Must be nice to get money to burn every month though. Gotta love Alberta eh?


----------



## erics37 (May 7, 2009)

I have a 10-in-1 but if it gets one raindrop on it the bits sieze up and they're impossible to pull out without pliers.


----------



## jontar (Oct 11, 2009)

Yeah we usually carry a 10/1 klein screwdriver, a 10in set of cobra pump pliers, a t stripper and a termination flat blade. Anything more than that we'd grab our pouch or carry all. I'm just surprised it broke is maybe 2/3 months old.

The tool allowance isn't really all that much $700.00 a year for electic and $1200.00 a year for mechinical guys. The tool list of have to have, to qualify is $5500.00 for electrician and $15000.00 for millwright not sure about welders and machinists. However the company only supplies large tools (hydraulics slugbusters) and electric tools (drills,grinders,sawzall).


----------



## erics37 (May 7, 2009)

jontar said:


> Yeah we usually carry a 10/1 klein screwdriver, a 10in set of cobra pump pliers, a t stripper and a termination flat blade. Anything more than that we'd grab our pouch or carry all. I'm just surprised it broke is maybe 2/3 months old.
> 
> The tool allowance isn't really all that much $700.00 a year for electic and $1200.00 a year for mechinical guys. The tool list of have to have, to qualify is $5500.00 for electrician and $15000.00 for millwright not sure about welders and machinists. However the company only supplies large tools (hydraulics slugbusters) and electric tools (drills,grinders,sawzall).

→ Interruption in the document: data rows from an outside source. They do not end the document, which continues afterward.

PR #251, opened 2024-08-22
Rust: Generate array of all jets

uncomputable:
Generate an array of all jets because there is no way to access this array from raw Rust enums.

### DIFF
--- a/Haskell-Generate/GenRustJets.hs
+++ b/Haskell-Generate/GenRustJets.hs
@@ -286,10 +286,21 @@ rustJetImpl mod = vsep $
 
 rustJetEnum :: Module -> Doc a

You can get individual replacement bits for Klein 10-in-1s.

Klein part numbers 32482, 32483, 32484, and 32485. I couldn't tell you which ones are which, but those are the standard 4 that come with the screwdriver.


----------



## Vintage Sounds (Oct 23, 2009)

How about the made in Canada solution?


----------



## paulcanada (Feb 6, 2009)

Vintage Sounds said:


> How about the made in Canada solution?


I don't like this one as much, for me having the 3 nut drivers is more important than the longer bits.


----------



## leland (Dec 28, 2007)

jontar said:


> hi
> 
> Anyone use a 10in1 klein multibit screwdriver? I used mine all the time, and this past weekend snapped off the 1/4 blade bit. The machine screw was not overly tite and yet the bit just broke. Emailed that Peter, Klein tools, customer rep guy and he has yet to get back to me.
> 
> ...




11-1 good for quick hit and run service work. mostly useless, for any 'Real' work.
If your doing 'Real' work. leave it in the trunk --- oops -- truck.

I love it. but again, for real work, leave it in the truck.


----------



## wick19 (Apr 8, 2011)

jontar said:


> hi
> 
> Anyone use a 10in1 klein multibit screwdriver? I used mine all the time, and this past weekend snapped off the 1/4 blade bit. The machine screw was not overly tite and yet the bit just broke. Emailed that Peter, Klein tools, customer rep guy and he has yet to get back to me.
> 
> ...


I'm sure he'll get to you... I doubt the customer service is open on Sat & Sun.


----------



## MechanicalDVR (Dec 29, 2007)

erics37 said:


> I have a 10-in-1 but if it gets one raindrop on it the bits sieze up and they're impossible to pull out without pliers.


 

That's the OEM anti fall-out feature.


----------



## MechanicalDVR (Dec 29, 2007)

I always carried the 10 in 1 til I got the 11 in 1 on service calls. Between that a flashlite and a Fluke T5-1000 you can troubleshoot just about anything.


----------



## wick19 (Apr 8, 2011)

MechanicalDVR said:


> I always carried the 10 in 1 til I got the 11 in 1 on service calls. Between that a flashlite and a Fluke T5-1000 you can troubleshoot just about anything.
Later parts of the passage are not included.